In this presentation, I will introduce our work on MyoSuite and highlight two new studies that leveraged this platform to study physiological sensory-motor dexterous and agile behaviors. In the first study, MyoDex, I will be showing how, by using human-like complex multi-task learning, we can create representations that generalize across tasks. This generalization is supported by the emergence of coordinated muscular activation patterns activated as a unit: muscle synergies. In the second study, by using a representation based on muscle synergies (Synergistic Action Representation, SAR), I will show how it is possible to easily generalize to new tasks. Using this approach, AI agents can manipulate hundreds of distinct objects robustly, outperforming SOTA by approximately 40% while simultaneously being up to 4x more efficient in learning new contact-rich dexterous manipulation tasks! Beyond manipulation, the same approach can also be applied to locomotion.
These results demonstrate that AI-driven approaches, when aligned with human physiological constraints, can uncover the same physiological priors humans rely on for motor control. This has far-reaching implications for creating physiological digital twins capable of capturing individual motor control capabilities.
Aalborg University, Denmark
Modeling, sensing and control of human-robot interaction in wearable exoskeletons
Abstract: Wearable exoskeleton technology is being advanced rapidly for broad applications. An essential issue in exoskeleton development is the human-robot interaction, which requires comprehensive study in modeling, interaction sensing and control at kinematic, physiological and cognitive levels.

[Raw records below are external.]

PR #1666, opened 2024-05-31
chore(doc): fix doc example code

wangjie-fourth:
## What does this PR do?
according to comments,  should set `requireClassRegistration` to false

### DIFF
--- a/README.md
+++ b/README.md
@@ -159,8 +159,6 @@ public class Example {
     // multiple serializations of different objects.
     {
       Fury fury = Fury.builder().withLanguage(Language.JAVA)
-        // Allow to deserialize objects unknown types, more flexible
-        // but may be insecure if the classes contains malicious code.
         .requireClassRegistration(true)
         .build();
       // Registering types can reduce class name serialization overhead, but not mandatory.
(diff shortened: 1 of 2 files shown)


README.md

This talk will provide a brief overview of wearable technology development at the Exoskeleton Lab, Aalborg University, addressing research challenges in human-exoskeleton interaction. Novel design and sensing methods will be presented, along with application examples.
Tsinghua University, China
Self Model for Embodied Intelligence: Building Neural Representation from the Bottom Up
Abstract: Consciousness refers to the ability of individuals to be aware of their own state, behavior, and emotion. The self-model for embodied intelligence plays an important role in understanding human behavior and self-consciousness. This work constructed a comprehensive model of the human musculoskeletal system and part of the peripheral motor nervous system. Through online optimization and reinforcement learning methods in high-dimensional spaces, we can simulate the perception and control of the human body's neuro-muscular-skeletal dynamics process. The self-model of embodied intelligence may help us understand the neural control of movement from the bottom up.
NTT Communication Science Laboratories, Japan
Why humans make errors
Abstract: Unlike robots, humans are unable to reproduce the same movement precisely. The consensus in neuroscience is that this movement variability comes from noise in the muscles, which scales with activation size. But an increasing body of evidence suggests that something is amiss with this explanation. In this talk, I propose that movement variability is primarily due to mistimed muscle activity. I will present several behavioral experiments to support this hypothesis, and show how computational modelling of mistimed muscles may even explain the coordination problems caused by degenerative diseases that damage the brain such as Huntington's and Parkinson's disease.